A Comissão de Saúde, Previdência e Assistência Social da Assembleia Legislativa
discutiu, em audiência pública nesta terça-feira (25), as dificuldades enfrentadas por
pacientes com doença falciforme em Mato Grosso. O encontro, presidido pelo deputado
Lúdio Cabral (PT), reuniu familiares, representantes do Ministério Público, Hemocentro e
Secretaria de Estado de Saúde.
A principal crítica apresentada foi o desconhecimento de profissionais de saúde sobre a
doença, o que resultaria em atendimentos inadequados e descumprimento de
protocolos. Regina Valadares, mãe de um jovem de 19 anos com anemia falciforme,
relatou que o despreparo de médicos e enfermeiros tem provocado complicações graves.
Ela afirmou que o filho sofreu um AVC em 2014 após um médico desconsiderar o
protocolo de tratamento durante uma crise de dor. Diagnosticado pelo teste do pezinho
aos 10 dias de vida, o jovem acumula mais de 50 internações.
Evillyn Costa, de 32 anos, também descreveu dificuldades no manejo da dor. Segundo
ela, é comum receber questionamentos e ser tratada como “viciada em morfina”, apesar
de nunca ter utilizado o medicamento fora do ambiente hospitalar. Ela lembrou ainda que
passou grande parte da infância internada e já enfrentou complicações provocadas por
erro em transfusão de sangue.
A vice-coordenadora da Associação de Pessoas com Doença Falciforme de Mato Grosso
(ASFAMT), Alvair Santana de Oliveira, avaliou que o cenário reflete o racismo institucional,
já que a doença atinge majoritariamente pessoas negras. Ela apontou ainda dificuldades
no atendimento do próprio Hemocentro, unidade de referência no estado. Segundo
Alvair, mudanças na regulação reduziram o acesso dos pacientes a retornos periódicos.

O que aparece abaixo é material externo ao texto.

PR #1520, opened 2026-06-28
fix(cli): register missing Kitty-protocol CSI-u keys (word-delete, newline, back-tab)

Tagar:
## Problem
The terminal prompt opts into the **Kitty keyboard protocol** (to get Shift+Enter → F20 etc.). Under that protocol modified keys arrive as CSI-u sequences (`\x1b[<code>;<mod>u`). Several common ones weren't registered, so prompt_toolkit matched the leading `ESC` as Escape and **self-inserted the literal tail** into the prompt; one more was mis-mapped:

| Key | Sequence | Before |
|---|---|---|
| Option/Alt+Backspace | `\x1b[127;3u` | leaks `[127;3u` |
| Ctrl+Backspace | `\x1b[127;5u` | mapped to `ControlH` (= Backspace) → deletes **one char** |
| Option/Alt+Enter | `\x1b[13;3u` | leaks `[13;3u` |
| Ctrl+Enter | `\x1b[13;5u` | leaks `[13;5u` |
| Shift+Tab | `\x1b[9;2u` | leaks `[9;2u` (overlay nav uses back-tab) |

## Fix
Register each with the correct target in the CSI-u table:
- **modified Backspace → `Ctrl+W`** — prompt_toolkit's emacs default word-kill, so Option/Ctrl+Backspace (and Ctrl+W) all delete the previous **word** (Claude Code / readline parity). Not `ControlH`, because `Keys.Backspace` *is* `Keys.ControlH` in prompt_toolkit.
- **modified Enter → `F20`** — the host's existing newline key (same as Shift+Enter), so Option/Ctrl+Enter insert a newline instead of leaking.
- **Shift+Tab → `BackTab`**.

Every other standard line-editing gesture (Ctrl+A/E, Alt+B/F, Ctrl+K/U/W, Alt+Backspace, Ctrl+Y, history, Ctrl+R, …) was already inherited from prompt_toolkit's emacs mode, so this completes terminal keystroke parity for the common modified keys.

## Tests
`tests/frontends/sdk/test_host_keybindings.py` (17 tests): each sequence decodes through the real `Vt100Parser` to exactly one key (proving both the correct target **and** no literal-text leak), word-delete works end-to-end (raw bytes → buffer) across boundary/edge cases, and plain Backspace/Enter/Tab are unchanged.


Tagar:
Option+Backspace broken on `master` - see garbage characters : 

Screenshot 2026-07-13 at 12 24 36 AM

With this fix deleting a word by word works as expected - 

Screenshot 2026-07-13 at 12 26 59 AM

There are other similar key bindings that are missing and on't give a great UX without this fix.  
cc @TomeHirata

TomeHirata (approved):
LGTM

PR #1523, opened 2026-06-28
fix(mcp): route /sse URLs straight to the SSE transport (Streamable HTTP hangs on SSE-only servers)

abedegno:
## Problem

`McpServerConnection._open_http_transport` always tries `streamablehttp_client` first and falls back to `sse_client` only inside an `except`. Against a **legacy SSE-only** MCP server (one whose endpoint is `…/sse`, e.g. crawl4ai's `/mcp/sse`), the Streamable HTTP client does not fail fast — it **hangs in teardown** inside the `TaskGroup`. Because the failing attempt never returns, the `except`-clause SSE fallback never runs, and every connection ends as:

```
ExceptionGroup: unhandled errors in a TaskGroup (1 sub-exception)
```

so the server's tools never load.

## Fix

Detect an SSE endpoint by URL path (`_is_sse_endpoint` → path ends in a `/sse` segment) and route those URLs **straight to** `_open_sse_transport`, skipping the hang-prone Streamable HTTP attempt. Plain HTTP MCP URLs are unchanged (Streamable HTTP first, SSE fallback on failure).

## Tests

- `_is_sse_endpoint` truth table (`/mcp/sse`, `/mcp/sse/`, `/sse` → True; `/mcp`, `/`, `/mcp/sse-events` → False)
- `…/sse` URL routes to the SSE transport (Streamable HTTP skipped entirely)
- plain URL still tries Streamable HTTP first

All `tests/tools/test_mcp.py` pass; `ruff` clean. Verified end-to-end against a live SSE-only MCP server (crawl4ai): with this change the connection succeeds and all tools register.

### DIFF
--- a/omnigent/tools/mcp.py
+++ b/omnigent/tools/mcp.py
@@ -902,6 +902,14 @@ class McpServerConnection:
             # Streamable HTTP client in teardown, which would block the
             # except-clause SSE fallback below from ever running. Route
             # straight to SSE.
+            #
+            # Note: this routing is one-way and purely path-based, not
+            # capability-based. A server that speaks Streamable HTTP but
+            # happens to live at a /sse path is sent only to the SSE
+            # client, with no reverse fallback to Streamable HTTP. That
+            # is the intended trade-off: it matches the /sse convention
+            # and avoiding the teardown hang takes priority over covering
+            # a misnamed-endpoint case that is not known to occur.
             return await self._open_sse_transport(stack, timeout, headers)
         try:
             return await self._open_streamable_http_transport(stack, timeout, headers)
--- a/omnigent/tools/mcp.py
+++ b/omnigent/tools/mcp.py
@@ -25,6 +25,7 @@ from dataclasses import dataclass, field
 from datetime import timedelta
 from pathlib import Path
 from typing import Any, TypeVar
+from urllib.parse import urlparse
 
 from anyio.streams.memory import (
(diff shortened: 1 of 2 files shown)


PattaraS (dismissed):
Approving. Thanks @abedegno for the clear writeup, the ASCII before/after diagram, and the live crawl4ai end-to-end verification -- that made this easy to review.

The production fix is correct and well-scoped: routing /sse URLs straight to the SSE client cleanly sidesteps the Streamable-HTTP teardown hang, the _is_sse_endpoint heuristic's truth table is right (correctly rejects /mcp/sse-events), and the early-return reuses the exact same _open_sse_transport(stack, timeout, headers) call as the existing fallback. Verified the routing placement against the surrounding code.

I pushed one follow-up commit. The new /sse short-circuit meant the existing test_http_falls_back_to_sse_when_streamable_fails (which used an .../sse URL) no longer exercised the streamable-fails-then-SSE fallback it guards: the /sse URL now bypasses Streamable HTTP entirely, so the test still passed but via the new direct route, leaving the fallback path uncovered. The commit switches that test to a non-/sse URL so streamable is genuinely tried-and-fails, and adds an assert mock_streamable.called so the bypass cannot recur silently (verified: reverting to /sse makes that assertion fail). Also noted the /sse short-circuit in _open_http_transport's docstring. ruff check/format clean.

PattaraS (approved):

PR #1524, opened 2026-06-28
feat(cli): "!" shell passthrough — run a command, fold output into the next turn

Tagar:
## What
Adds a Claude Code-style **`!` shell passthrough** to the REPL prompt: a line beginning with `!` runs the rest in the user's shell, and the command + output are folded into the next agent turn so the assistant can reason about what ran.

```
> !git status
  ! git status
  <output…>
  exit 0 · 0.1s
> what changed?      ← the git output is folded into this turn's context
```

## Behavior
- `!<cmd>` → runs `<cmd>` **cross-platform** (`$SHELL -c` on POSIX, `%COMSPEC% /c` on Windows), non-interactive (`stdin=/dev/null`), timeout-bounded. Output shown inline — **ANSI preserved on screen**, separate `[stderr]`, an `exit N · Ns` footer (warning-styled on non-zero).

Após reuniões, a divisão de vagas destinadas ao Hemocentro passou de 30% para 50%,
mas ainda não atende à demanda.
O responsável técnico do Hemocentro, Wolney Taques, afirmou que o remanejamento das vagas deve reduzir o problema. A unidade atende cerca de 700 pacientes com doença
falciforme.
Outro ponto de preocupação é a distribuição da hidroxiureia, medicamento de uso
contínuo fornecido pela Farmácia de Alto Custo. Representantes relataram interrupções
no abastecimento e resistência de médicos em prescrevê-la por se tratar de um
quimioterápico. Pacientes também enfrentam dificuldades para acessar diferentes
especialidades médicas, já que a doença pode comprometer múltiplos órgãos.
Ao final da audiência, Lúdio Cabral listou encaminhamentos que serão monitorados pela
Comissão. Entre eles, a ampliação da cobertura do teste do pezinho, capacitação de
profissionais, reorganização da rede de atendimento e definição de uma unidade de
referência para intercorrências da doença falciforme. O parlamentar também defendeu
ajustes na regulação para garantir o atendimento no Hemocentro e disse que vai
articular com conselhos e universidades ações de formação continuada.
A doença falciforme é genética e hereditária, caracterizada pela alteração no formato das
hemácias, que passam da forma arredondada para estrutura semelhante a uma foice. As
manifestações surgem no primeiro ano de vida e podem afetar vários órgãos, provocando
crises de dor, anemia e infecções. O Ministério da Saúde estima que de 60 mil a 100 mil
pessoas convivam com a condição no país.